*** Block opens ***

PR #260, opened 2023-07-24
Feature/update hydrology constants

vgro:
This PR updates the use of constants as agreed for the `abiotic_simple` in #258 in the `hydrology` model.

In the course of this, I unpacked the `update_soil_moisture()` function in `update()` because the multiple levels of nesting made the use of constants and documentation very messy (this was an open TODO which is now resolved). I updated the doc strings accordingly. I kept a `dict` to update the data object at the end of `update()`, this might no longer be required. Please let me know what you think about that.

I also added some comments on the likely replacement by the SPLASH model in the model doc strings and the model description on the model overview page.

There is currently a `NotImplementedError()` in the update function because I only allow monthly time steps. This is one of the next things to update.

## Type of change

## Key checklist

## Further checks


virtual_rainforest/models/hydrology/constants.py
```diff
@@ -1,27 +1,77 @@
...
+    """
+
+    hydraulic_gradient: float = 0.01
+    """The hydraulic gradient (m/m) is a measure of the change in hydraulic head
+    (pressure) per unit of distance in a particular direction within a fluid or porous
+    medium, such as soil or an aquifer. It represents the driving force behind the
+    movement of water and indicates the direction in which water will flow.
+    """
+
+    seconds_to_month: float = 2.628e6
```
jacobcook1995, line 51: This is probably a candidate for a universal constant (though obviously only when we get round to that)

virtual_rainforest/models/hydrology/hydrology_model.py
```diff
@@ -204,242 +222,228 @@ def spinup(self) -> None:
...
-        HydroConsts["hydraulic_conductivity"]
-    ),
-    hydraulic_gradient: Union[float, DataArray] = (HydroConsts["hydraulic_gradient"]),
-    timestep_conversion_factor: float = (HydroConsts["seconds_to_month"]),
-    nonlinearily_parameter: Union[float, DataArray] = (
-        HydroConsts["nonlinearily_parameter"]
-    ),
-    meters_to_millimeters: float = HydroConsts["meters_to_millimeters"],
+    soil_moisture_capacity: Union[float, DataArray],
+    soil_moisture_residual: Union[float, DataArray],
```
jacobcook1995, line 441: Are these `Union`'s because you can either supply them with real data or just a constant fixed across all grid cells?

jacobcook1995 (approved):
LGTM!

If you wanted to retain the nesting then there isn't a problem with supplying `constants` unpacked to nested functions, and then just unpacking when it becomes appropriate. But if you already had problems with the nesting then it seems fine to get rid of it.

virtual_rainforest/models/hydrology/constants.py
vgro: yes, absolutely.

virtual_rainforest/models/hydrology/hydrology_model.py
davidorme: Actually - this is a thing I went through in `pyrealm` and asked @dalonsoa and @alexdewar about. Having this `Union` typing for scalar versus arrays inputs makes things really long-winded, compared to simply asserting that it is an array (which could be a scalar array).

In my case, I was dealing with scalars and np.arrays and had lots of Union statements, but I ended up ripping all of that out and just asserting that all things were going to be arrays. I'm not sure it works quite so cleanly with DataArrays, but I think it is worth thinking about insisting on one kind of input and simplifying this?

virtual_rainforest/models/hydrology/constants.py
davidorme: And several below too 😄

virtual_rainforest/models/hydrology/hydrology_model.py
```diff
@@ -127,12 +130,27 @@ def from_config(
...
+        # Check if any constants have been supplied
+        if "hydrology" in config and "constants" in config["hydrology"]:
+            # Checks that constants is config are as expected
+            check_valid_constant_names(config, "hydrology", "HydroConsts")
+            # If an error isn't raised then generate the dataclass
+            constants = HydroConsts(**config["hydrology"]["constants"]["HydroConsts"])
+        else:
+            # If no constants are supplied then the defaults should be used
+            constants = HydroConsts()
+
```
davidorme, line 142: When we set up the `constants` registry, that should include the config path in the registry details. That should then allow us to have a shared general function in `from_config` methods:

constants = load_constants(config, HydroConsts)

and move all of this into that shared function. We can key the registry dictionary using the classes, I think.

*** Block closes ***

* [TASK DESCRIPTION]:
Whichever lines of the records above hold the word "change" should all be copied out.

* [SOLVED EXERCISE]:
## Type of change
+    """The hydraulic gradient (m/m) is a measure of the change in hydraulic head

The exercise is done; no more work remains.